Text Embedding Models
For open-source models, we selected the top three models by download count on Ollama:
For commercial models, we chose the strongest text embedding models from Alibaba Cloud and OpenAI:
- text-embedding-v4 (Alibaba Cloud) supports 8 dimensions and over 100 major languages as well as programming languages.
- text-embedding-3-large (OpenAI) also supports multiple dimensions and languages.
Note
Testing commercial models incurs costs, and to control expenses, we did not test models from additional service providers. We have open-sourced the testing script and welcome to run it with other models.
Results
Based on the results, the following conclusions can be drawn:
- Under the same dimension, commercial models such as text-embedding-v4 and text-embedding-3-large generally outperform open-source models, while the differences between commercial models are minimal.
- Among open-source models, mxbai-embed-large performs the best and can be the preferred choice for self-hosting.

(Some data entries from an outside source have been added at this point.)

PR #3202, opened 2026-08-17
fix(ci): repair the two nightly regressions from the 2026-08-13 batch (#3150)

phil-opp:
Fixes the two nightly regressions tracked in #3150 (both started with the 2026-08-13 batch, both reproduce deterministically on Linux).

**`examples` (all 3 platforms)** — `rust-dataflow-git` pins `rev: c9a3699` (2026-07-20), which predates #3153's bincode→postcard switch on the node↔daemon wire. The pinned nodes fail at registration with `Serde Deserialization Error` / `server disconnected unexpectedly`. That is the break this example is designed to catch, so the fix is the pin bump — to `c1b225ea` (current main).

**`cross-check` (linux-gnu + both darwin targets)** — #3152 added `dora-tensor-pool-python`, which links pyo3 but was not added to the job's python-crate exclude list. The job builds with `PYO3_NO_PYTHON=1`, so pyo3-ffi's build script fails with *"attempted to link to Python shared library but config does not contain lib_name"*. Not a macOS runner problem — it reproduces on `x86_64-unknown-linux-gnu`.

The local driver `scripts/qa/ci-nightly-jobs.sh cross-check` did not set `PYO3_NO_PYTHON`, so it found the host interpreter and passed where CI could not; it now mirrors the GHA job env (per-command, so it doesn't leak into later jobs).

Verified locally: `cargo run --example rust-dataflow-git` runs to completion and self-terminates in ~2s; `scripts/qa/ci-nightly-jobs.sh cross-check` passes with the new exclude and fails without it.

The remaining `ROS2 Zenoh Interop (Humble)` failure on the same issue predates this batch (failing since at least 2026-08-11) and is untouched here.

### DIFF
--- a/.github/workflows/nightly.yml
+++ b/.github/workflows/nightly.yml
@@ -1792,6 +1792,7 @@ jobs:
           --exclude dora-ros2-bridge-python
           --exclude dora-runtime-python
           --exclude dora-cli-api-python
+          --exclude dora-tensor-pool-python
       - name: Check (cross)
         if: matrix.cross
         run: >
@@ -1801,6 +1802,7 @@ jobs:
           --exclude dora-ros2-bridge-python
           --exclude dora-runtime-python
           --exclude dora-cli-api-python
+          --exclude dora-tensor-pool-python
 
   # ===== ROS2 bridge basic checks =====
   # Keep nightly coverage for ROS2 bridge code that does not require a full ROS
--- a/examples/rust-dataflow-git/dataflow.yml
+++ b/examples/rust-dataflow-git/dataflow.yml
@@ -4,15 +4,16 @@
 # change lands on main — otherwise the CI job catches the mismatch and
 # signals a compatibility break, which is the whole point of this test.
 #
-# Currently pinned past #2774, which added a `metadata_version` field to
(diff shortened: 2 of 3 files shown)


phil-opp:
**Automated review (Claude)**

Reviewed the nightly CI fix and the `rust-dataflow-git` pin bump — the diff/code, not the description.

- Adding `--exclude dora-tensor-pool-python` to the `Check` and `Check (cross)` steps in `nightly.yml` matches the existing pyo3-crate exclude pattern: that crate links pyo3 without `extension-module`, so it can't build under `PYO3_NO_PYTHON=1`.
- Prefixing each `cargo check` in `scripts/qa/ci-nightly-jobs.sh::job_cross_check` with a per-command `PYO3_NO_PYTHON=1` mirrors the GHA job-level env, stays scoped so it doesn't leak into later jobs, and makes the local driver reproduce the CI failure instead of silently passing via the host interpreter. All three OS arms are updated consistently.
- The example pin bump (`c9a3699` → `c1b225e`) moves `rust-dataflow-git` past the #3153 bincode→postcard wire break, which is what this example exists to exercise.

No issues found.

---
🤖 _This is a fully automated review by Claude — no human has verified these findings. Treat them as advisory._

---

- Dimensionality significantly impacts model performance. As the dimension increases, the Top-K recall of the models generally improves, but the rate of improvement gradually diminishes. It is necessary to balance recommendation precision with computational and storage costs to select an appropriate dimension.
Tips
Unless there are strict computational or storage resource limits, it is recommended to use vector lengths of 512 or higher to achieve better recommendation precision.
In addition to quantitative comparisons, we can also intuitively evaluate model performance through recommendation results. Below are lists of similar movies recommended for "Vertigo" using embeddings of two different dimensions from text-embedding-v4:
Movie | Year | Director | Genre |
---|---|---|---|
Rear Window | 1954 | Alfred Hitchcock | Suspenseful Thriller |
Spellbound | 1945 | Alfred Hitchcock | Psychological Thriller |
Psycho | 1960 | Alfred Hitchcock | Psychological Thriller/Horror |
North by Northwest | 1959 | Alfred Hitchcock | Suspense Thriller |
Stage Fright | 1950 | Alfred Hitchcock | Mystery Thriller |
Dial M for Murder | 1954 | Alfred Hitchcock | Mystery Thriller |
The Spiral Staircase | 1946 | Robert Siodmak | Psychological Thriller/Noir |
The Hitch-Hiker | 1953 | Ida Lupino | Noir Thriller |
Shadow of a Doubt | 1943 | Alfred Hitchcock | Suspense Thriller |
Woman on the Verge of a Nervous Breakdown | 1988 | Pedro Almodóvar | Dark Comedy/Drama |
Movie | Year | Director | Genre |
---|---|---|---|
Pi | 1998 | Darren Aronofsky | Psychological Thriller |
Silent Fall | 1994 | Bruce Beresford | Psychological Thriller |
Woman on the Verge of a Nervous Breakdown | 1988 | Pedro Almodóvar | Dark Comedy/Drama |
Crash | 1996 | David Cronenberg | Psychological Drama |
Eyes Wide Shut | 1999 | Stanley Kubrick | Drama/Thriller |
Psycho | 1960 | Alfred Hitchcock | Psychological Horror |
Windows | 1980 | Herb Freed | Psychological Thriller |
The Morning After | 1986 | Sidney Lumet | Suspense Drama |
North by Northwest | 1959 | Alfred Hitchcock | Suspense Thriller |
Peeping Tom | 1960 | Michael Powell | Psychological Horror |
For users who have just watched Vertigo, the movies recommended by the 2048-dimensional embedding vectors exhibit higher relevance and similarity to Vertigo.
Conclusion
This post evaluates the performance of text embedding models in recommender systems. The results indicate that commercial models generally outperform open-source models, with mxbai-embed-large standing out among open-source models. Dimensionality significantly affects model performance, and it is recommended to use vector lengths of 512 or higher for better recommendation results.